09 novembre 2014

Trente-six chandelles - Marie-Sabine Roger

36 chandelles Editions du Rouergue - août 2014 - 277 pages

Quatrième de couverture :
Allongé dans son lit en costume de deuil, ce 15 février, à l'heure de son anniversaire, Mortimer Décime attend sagement la mort car, depuis son arrière-grand-père, tous les hommes de sa famille sont décédés à onze heures du matin, le jour de leurs 36 ans. 

La poisse serait-elle héréditaire, comme les oreilles décollées ? Y a-t-il un gène de la scoumoune ? Un chromosome du manque de pot ?
Que faire de sa vie, quand le chemin semble tout tracé à cause d'une malédiction familiale ? Entre la saga tragique et hilarante des Décime, quelques personnages singuliers et attendrissants, une crêperie ambulante et une fille qui pleure sur un banc, on suit un Mortimer finalement résigné au pire.
Mais qui sait si le Destin et l'Amour, qui n'en sont pas à une blague près, en ont réellement terminé avec lui ? Dans son nouveau roman, Marie-Sabine Roger fait preuve, comme toujours, de fantaisie et d'humour, et nous donne une belle leçon d'humanité.

Auteur : Marie-Sabine Roger est notamment l'auteur, au Rouergue, de La tête en friche (adapté au cinéma par Jean Becker), de Vivement l'avenir (prix des Hebdos en région et prix Handi-Livres), et de Bon Rétablissement (prix des lecteurs de L'Express), qui sort en salles en septembre 2014, adapté de même par Jean Becker.

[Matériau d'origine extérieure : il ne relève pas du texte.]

PR #537, opened 2019-07-05
Ci/oe selftest

lbonn:
Based on #534.

### DIFF
--- a/lib/oeqa/selftest/cases/testutils.py
+++ b/lib/oeqa/selftest/cases/testutils.py
@@ -69,6 +69,16 @@ def qemu_send_command(port, command, timeout=60):
     return stdout, stderr, s2.returncode
 
 
+def metadir():
+    # Assume the directory layout for finding other layers. We could also
+    # make assumptions by using 'show-layers', but either way, if the
+    # layers we need aren't where we expect them, we are out of luck.
+    path = os.path.abspath(os.path.dirname(__file__))
+    metadir = path + "/../../../../../"
+
+    return metadir
+
+
 def akt_native_run(testInst, cmd, **kwargs):
     # run a command supplied by aktualizr-native and checks that:
     # - the executable exists
--- a/lib/oeqa/selftest/cases/testutils.py
+++ b/lib/oeqa/selftest/cases/testutils.py
@@ -1,4 +1,5 @@
 import os
+import oe.path
 import logging
 import re
 import subprocess
@@ -72,20 +73,16 @@ def akt_native_run(testInst, cmd, **kwargs):
     # run a command supplied by aktualizr-native and checks that:
     # - the executable exists
     # - the command runs without error
-    # NOTE: the base test class must have built aktualizr-native (in
-    # setUpClass, for example)
-    bb_vars = get_bb_vars(['SYSROOT_DESTDIR', 'base_prefix', 'libdir', 'bindir'],
-                          'aktualizr-native')
-    sysroot = bb_vars['SYSROOT_DESTDIR'] + bb_vars['base_prefix']
-    sysrootbin = bb_vars['SYSROOT_DESTDIR'] + bb_vars['bindir']
-    libdir = bb_vars['libdir']
+    #
+    # Requirements in base test class (setUpClass for example):
+    #   bitbake aktualizr-native
+    #   bitbake build-sysroots -c build_native_sysroot
+    #
+    # (technique found in poky/meta/lib/oeqa/selftest/cases/package.py)
+    bb_vars = get_bb_vars(['STAGING_DIR', 'BUILD_ARCH'])
+    sysroot = oe.path.join(bb_vars['STAGING_DIR'], bb_vars['BUILD_ARCH'])
 
-    program, *_ = cmd.split(' ')
-    p = '{}/{}'.format(sysrootbin, program)
-    testInst.assertTrue(os.path.isfile(p), msg="No {} found ({})".format(program, p))
-    env = dict(os.environ)
-    env['LD_LIBRARY_PATH'] = libdir
-    result = runCmd(cmd, env=env, native_sysroot=sysroot, ignore_status=True, **kwargs)
+    result = runCmd(cmd, native_sysroot=sysroot, ignore_status=True, **kwargs)
     testInst.assertEqual(result.status, 0, "Status not equal to 0. output: %s" % result.output)
 
 
--- a/lib/oeqa/selftest/cases/testutils.py
+++ b/lib/oeqa/selftest/cases/testutils.py
@@ -34,6 +34,7 @@ def qemu_boot_image(imagename, **kwargs):
     args.dir = 'tmp/deploy/images'
     args.efi = kwargs.get('efi', False)
     args.machine = kwargs.get('machine', None)
+    args.mem = kwargs.get('mem', '128M')
     qemu_use_kvm = get_bb_var("QEMU_USE_KVM")
     if qemu_use_kvm and \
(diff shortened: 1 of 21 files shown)


lbonn:
Ok it's been quite chaotic, I'll squash all of that at some point.
But it seems that it's getting close to the end.

lib/oeqa/selftest/cases/testutils.py
```diff
@@ -60,32 +61,38 @@ def qemu_bake_image(imagename):
...
-    sysroot = bb_vars['SYSROOT_DESTDIR'] + bb_vars['base_prefix']
-    sysrootbin = bb_vars['SYSROOT_DESTDIR'] + bb_vars['bindir']
-    libdir = bb_vars['libdir']
-
-    program, *_ = cmd.split(' ')
-    p = '{}/{}'.format(sysrootbin, program)
-    testInst.assertTrue(os.path.isfile(p), msg="No {} found ({})".format(program, p))
-    env = dict(os.environ)
-    env['LD_LIBRARY_PATH'] = libdir
-    result = runCmd(cmd, env=env, native_sysroot=sysroot, ignore_status=True, **kwargs)
```
patrickvacek: Are you sure it's safe to remove the LD_LIBRARY_PATH bit? I seem to recall that was necessary for some obscure reason. If only I'd left a comment...

lib/oeqa/selftest/cases/updater_qemux86_64.py
```diff
@@ -39,20 +41,18 @@ def setUpClass(cls):
...
+        bitbake('aktualizr-native aktualizr-device-prov')
+        bitbake('build-sysroots -c build_native_sysroot')
 
     def test_cert_provider_help(self):
         akt_native_run(self, 'aktualizr-cert-provider --help')
 
     def test_cert_provider_local_output(self):
-        logger = logging.getLogger("selftest")
-        logger.info('Running bitbake to build aktualizr-device-prov')
-        bitbake('aktualizr-device-prov')
```
patrickvacek: So are you expecting bitbake to have been run first? Probably okay, but causes problems if you try to run this test in isolation or in an unexpected sequence.

scripts/ci/Dockerfile.bitbake
```diff
@@ -1,42 +1,55 @@
...
      texinfo \
      unzip \
      wget \
      xterm \
      xz-utils
 
-ARG uid=1000
-ARG gid=1000
+ARG uid=4321
+ARG gid=4321
```
patrickvacek: What's the deal with this special user?

lib/oeqa/selftest/cases/testutils.py
```diff
@@ -60,32 +61,38 @@ def qemu_bake_image(imagename):
...
 
 
+def metadir():
+    # Assume the directory layout for finding other layers. We could also
+    # make assumptions by using 'show-layers', but either way, if the
+    # layers we need aren't where we expect them, we are out of luck.
+    path = os.path.abspath(os.path.dirname(__file__))
+    metadir = path + "/../../../../../"
+
+    return metadir
```
patrickvacek: Good call to pull this out.

scripts/ci/Dockerfile.bitbake
lbonn: That was the uid/gid of Jenkins and the permissions of the bitbake cache matches that.

lib/oeqa/selftest/cases/updater_qemux86_64.py
lbonn: I moved it to `setUpClass()`, so I guess it should always happen, no?

lib/oeqa/selftest/cases/testutils.py
lbonn: I actually had problem with .so before this change. It looks like we had to do that because the library path was actually outside of the sysroot. With `run_cmd(..., native_sysroot=...)` and the bitbake trick from there https://git.yoctoproject.org/cgit/cgit.cgi/poky/tree/meta/lib/oeqa/selftest/cases/package.py?id=2a6094ca8c4aa5c00636df77669e5bca6ad52bcf#n29, it seems that it works with less confusion.

Might need a double check on rocko and others though.

lib/oeqa/selftest/cases/updater_qemux86_64.py
patrickvacek: Oops, yes of course. Sorry, using github on a phone is difficult.

lib/oeqa/selftest/cases/testutils.py
patrickvacek: Cool, no objection if it works!

lbonn:
Did some cleanup:

- added comments about oe-selftests skipping ostreepush
- added comments on the checkout step
- added comments on the kvm trick
- squashed some similar commits

lbonn:
Ok, I've made some more changes. It should have enough features to be used on other yocto layers + aktualizr and pin some versions just in case.

lib/oeqa/selftest/cases/updater_qemux86_64.py
```diff
@@ -263,18 +263,17 @@ def test_provisioning(self):
...
         # Verify that HSM is able to initialize.
-        ran_ok = False
         for delay in [5, 5, 5, 5, 10]:
             sleep(delay)
             p11_out, p11_err, p11_ret = self.qemu_command(pkcs11_command)
             hsm_out, hsm_err, hsm_ret = self.qemu_command(softhsm2_command)
-            if p11_ret == 0 and hsm_ret == 0 and hsm_err == b'':
-                ran_ok = True
+            if (p11_ret == 0 and hsm_ret == 0 and hsm_err == b'' and
+                    b'X.509 cert' in p11_out and b'present token' in p11_err):
```
patrickvacek: Good call.

scripts/ci/gitlab/docker.yml
```diff
@@ -20,6 +22,8 @@ Docker Setup (local):
     - docker push "$CHECKOUT_IMAGE"
 
 Docker Setup (simple):
+  # intended to be un on other branches and repos: just pulls the last master
```
patrickvacek: "un on"?

lib/oeqa/selftest/cases/updater_qemux86_64.py
lbonn: Yes, I think it was the cause of some random failures. Haven't seen any since then.

scripts/ci/gitlab/docker.yml
lbonn: thanks!

lbonn:
Ok the scripts have been changed significantly again and use [the extends feature from gitlab](https://docs.gitlab.com/ee/ci/yaml/#extends) instead of less-powerful yaml anchors.

I'll change the [rocko example PR](https://github.com/advancedtelematic/meta-updater/pull/535) to reflect these changes and start the integration with aktualizr for ptest.

patrickvacek:
Looks cool, but I only see the qemux86-64 tests running. Should the others run too?

lbonn:
I've only enabled the qemu tests for now. As we have two build machines, minnowboard and raspberrypi would lengthen the tests some more (maybe double the time) and they tend to break even less often than the rest.

Maybe as nightly jobs?

patrickvacek:
> Maybe as nightly jobs?

That's fine for me, we can punt on that for the moment. But I didn't see the native tests, either.

lbonn:
Ah my bad sorry, that's indeed a mistake. Thanks!

lbonn:
ptest is far from being green but I think this is finally ready now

Mon avis : (lu en novembre 2014)
Ce 15 février, jour de son 36ème anniversaire, Mortimer Decime est allongé sur son lit en costume de deuil, il attend sa mort. En effet, depuis plusieurs générations, tous les hommes de sa famille décèdent le jour de leurs 36 ans à l'heure de leur naissance.
Mais ce jour, l'heure est passée et Mortimer est toujours vivant, c'est une bonne surprise même si ce dernier n'a plus d'appartement ou de travail... Avant son départ prévu vers l'au-delà, il avait tout réglé. Heureusement, Nassardine et Paquita, ses amis, sont là pour l'accueillir. Mortimer ne leurs avait jamais parlé de son secret un peu particulier. 

De l'humour, de la tendresse, de l'amour, une histoire originale et étonnante que j'ai lu facilement, des personnages hauts en couleurs et attachants. Une belle découverte.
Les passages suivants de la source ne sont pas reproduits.